ActiveFence Integration#

NeMo Guardrails supports using the ActiveFence ActiveScore API as an input and output rail out-of-the-box (you need to have the ACTIVEFENCE_API_KEY environment variable set).

rails:
  input:
    flows:
      # The simplified version
      - activefence moderation on input

      # The detailed version with individual risk scores
      # - activefence moderation on input detailed

The activefence moderation on input flow uses the maximum risk score with an 0.85 threshold to decide if the text should be allowed or not (i.e., if the risk score is above the threshold, it is considered a violation). The activefence moderation on input detailed has individual scores per category of violation.

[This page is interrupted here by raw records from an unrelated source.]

PR #81, opened 2024-03-13
Threshold bitfield on certificate

danielSanchezQ:


da/dispersal.py
```diff
@@ -69,9 +76,18 @@ def _build_attestation_message(encoded_data: EncodedData) -> bytes:
...
         attestations = []
         attested_message = self._build_attestation_message(encoded_data)
-        for node, pk, blob in zip(self.settings.nodes_ids, self.settings.nodes_pubkey,  self._prepare_data(encoded_data)):
+        signed = Bitfield(False for _ in range(len(self.settings.nodes_ids)))
+        blob_data = zip(
+            range(len(self.settings.nodes_ids)),
+            self.settings.nodes_ids,
+            self.settings.nodes_pubkey,
+            self._prepare_data(encoded_data)
+        )
```
davidrusu, line 85: Do you think it's worth sorting `settings.nodes_ids` so that we are sure that everyone is mapping each node id to the same index.

da/dispersal.py
```diff
@@ -45,11 +45,18 @@ def _prepare_data(self, encoded_data: EncodedData) -> Generator[DABlob, None, No
...
+    ) -> Certificate:
         assert len(attestations) >= self.settings.threshold
+        assert len(attestations) == signers.count(True)
         aggregated = bls_pop.Aggregate([attestation.signature for attestation in attestations])
         return Certificate(
             aggregated_signatures=aggregated,
+            signers=signers,
             aggregated_column_commitment=encoded_data.aggregated_column_commitment,
             row_commitments=encoded_data.row_commitments
         )
```
davidrusu, line 62: Are these certificates verified anywhere? I don't see it in this PR

da/dispersal.py
danielSanchezQ: Yeah, that could be useful. But I have been thinking actually it may go further than that:
My initial idea was that ordering/participation_set was coming from the on-chain snapshot of some specific epoch. But I am not really sure it can be done like that, or if it actually should. Otherwise, participants that attested DA may be gone by the time the data is included in a block. In that case we would need some extra validation process (?)
@megonen @alvatar 

PD: I'll order it for now.

davidrusu (approved):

To customize the scores, you have to overwrite the default flows in your config. For example, to change the threshold for activefence moderation on input you can add the following flow to your config:

define subflow activefence moderation on input
  """Guardrail based on the maximum risk score."""
  $result = execute call activefence api

  if $result.max_risk_score > 0.85
    bot inform cannot answer
    stop

ActiveFence’s ActiveScore API gives flexibility in controlling the behavior of various supported violations individually. To leverage that, you can use the violations dictionary (violations_dict), one of the outputs from the API, to set different thresholds for different violations. Below is an example of one such input moderation flow:

define flow activefence input moderation detailed
  $result = execute call activefence api

  if $result.violations.get("abusive_or_harmful.hate_speech", 0) > 0.8
    bot inform cannot engage in abusive or harmful behavior
    stop

define bot inform cannot engage in abusive or harmful behavior
  "I will not engage in any abusive or harmful behavior."